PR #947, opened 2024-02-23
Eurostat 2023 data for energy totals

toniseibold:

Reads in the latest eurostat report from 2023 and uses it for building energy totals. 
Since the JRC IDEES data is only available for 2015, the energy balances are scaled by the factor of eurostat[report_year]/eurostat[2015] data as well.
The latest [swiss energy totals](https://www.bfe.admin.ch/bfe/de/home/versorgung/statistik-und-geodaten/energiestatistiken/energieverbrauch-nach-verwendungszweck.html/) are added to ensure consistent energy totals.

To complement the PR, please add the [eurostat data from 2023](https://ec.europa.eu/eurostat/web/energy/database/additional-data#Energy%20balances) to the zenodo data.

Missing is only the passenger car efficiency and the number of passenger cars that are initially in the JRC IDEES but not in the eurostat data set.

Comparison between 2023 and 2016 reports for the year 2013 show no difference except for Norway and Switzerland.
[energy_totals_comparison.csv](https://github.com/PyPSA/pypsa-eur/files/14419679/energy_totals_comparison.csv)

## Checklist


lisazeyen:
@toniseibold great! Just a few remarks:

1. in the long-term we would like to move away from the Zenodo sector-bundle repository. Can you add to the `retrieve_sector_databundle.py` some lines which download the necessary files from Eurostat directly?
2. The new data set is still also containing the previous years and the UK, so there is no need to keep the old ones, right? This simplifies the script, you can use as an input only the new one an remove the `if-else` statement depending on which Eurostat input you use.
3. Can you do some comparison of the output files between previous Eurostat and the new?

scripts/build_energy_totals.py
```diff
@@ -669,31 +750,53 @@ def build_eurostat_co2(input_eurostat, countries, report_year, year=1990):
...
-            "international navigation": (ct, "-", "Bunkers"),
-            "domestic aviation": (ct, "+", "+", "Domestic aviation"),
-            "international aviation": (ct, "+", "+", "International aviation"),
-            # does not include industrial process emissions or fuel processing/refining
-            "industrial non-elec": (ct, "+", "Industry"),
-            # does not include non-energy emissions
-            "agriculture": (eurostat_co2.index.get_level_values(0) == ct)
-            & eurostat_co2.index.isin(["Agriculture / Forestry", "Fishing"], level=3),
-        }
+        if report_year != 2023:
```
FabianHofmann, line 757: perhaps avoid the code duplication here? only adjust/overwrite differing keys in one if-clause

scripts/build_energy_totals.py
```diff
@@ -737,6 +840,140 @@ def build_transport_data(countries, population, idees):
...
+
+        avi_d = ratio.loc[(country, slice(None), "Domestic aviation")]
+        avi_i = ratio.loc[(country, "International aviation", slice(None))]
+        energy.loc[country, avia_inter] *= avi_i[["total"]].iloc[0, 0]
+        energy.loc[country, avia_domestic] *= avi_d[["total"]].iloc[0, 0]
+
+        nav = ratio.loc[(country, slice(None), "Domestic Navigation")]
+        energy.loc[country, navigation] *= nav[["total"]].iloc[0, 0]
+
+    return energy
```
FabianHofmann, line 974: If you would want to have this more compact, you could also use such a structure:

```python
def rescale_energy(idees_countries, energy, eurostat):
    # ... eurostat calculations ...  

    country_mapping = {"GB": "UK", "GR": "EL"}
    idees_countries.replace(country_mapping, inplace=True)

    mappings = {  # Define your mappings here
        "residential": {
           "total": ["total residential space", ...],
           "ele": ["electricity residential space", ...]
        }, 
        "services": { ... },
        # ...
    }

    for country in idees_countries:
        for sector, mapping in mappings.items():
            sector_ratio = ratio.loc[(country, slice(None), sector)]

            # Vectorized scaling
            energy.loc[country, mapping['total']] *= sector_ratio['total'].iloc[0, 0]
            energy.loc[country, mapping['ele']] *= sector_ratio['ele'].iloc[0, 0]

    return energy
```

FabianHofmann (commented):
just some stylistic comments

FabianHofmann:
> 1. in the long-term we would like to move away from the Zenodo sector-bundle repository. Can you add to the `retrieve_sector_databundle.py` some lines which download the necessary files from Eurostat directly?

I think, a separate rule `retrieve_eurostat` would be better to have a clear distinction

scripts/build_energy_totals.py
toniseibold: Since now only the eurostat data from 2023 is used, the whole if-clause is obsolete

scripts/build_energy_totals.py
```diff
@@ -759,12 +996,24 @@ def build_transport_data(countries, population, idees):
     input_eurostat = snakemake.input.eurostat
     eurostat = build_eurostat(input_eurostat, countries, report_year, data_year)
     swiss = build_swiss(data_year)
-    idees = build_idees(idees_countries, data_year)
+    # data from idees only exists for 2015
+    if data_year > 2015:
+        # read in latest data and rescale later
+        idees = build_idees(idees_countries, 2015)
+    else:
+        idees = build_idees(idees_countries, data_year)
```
===============
WORK INSTRUCTION: Copy exactly the lines that run from the first line of the data to the line containing "To complement the", please, with both ends included and nothing else.

FINISHED EXERCISE:
PR #947, opened 2024-02-23
Eurostat 2023 data for energy totals

toniseibold:

Reads in the latest eurostat report from 2023 and uses it for building energy totals. 
Since the JRC IDEES data is only available for 2015, the energy balances are scaled by the factor of eurostat[report_year]/eurostat[2015] data as well.
The latest [swiss energy totals](https://www.bfe.admin.ch/bfe/de/home/versorgung/statistik-und-geodaten/energiestatistiken/energieverbrauch-nach-verwendungszweck.html/) are added to ensure consistent energy totals.

To complement the PR, please add the [eurostat data from 2023](https://ec.europa.eu/eurostat/web/energy/database/additional-data#Energy%20balances) to the zenodo data.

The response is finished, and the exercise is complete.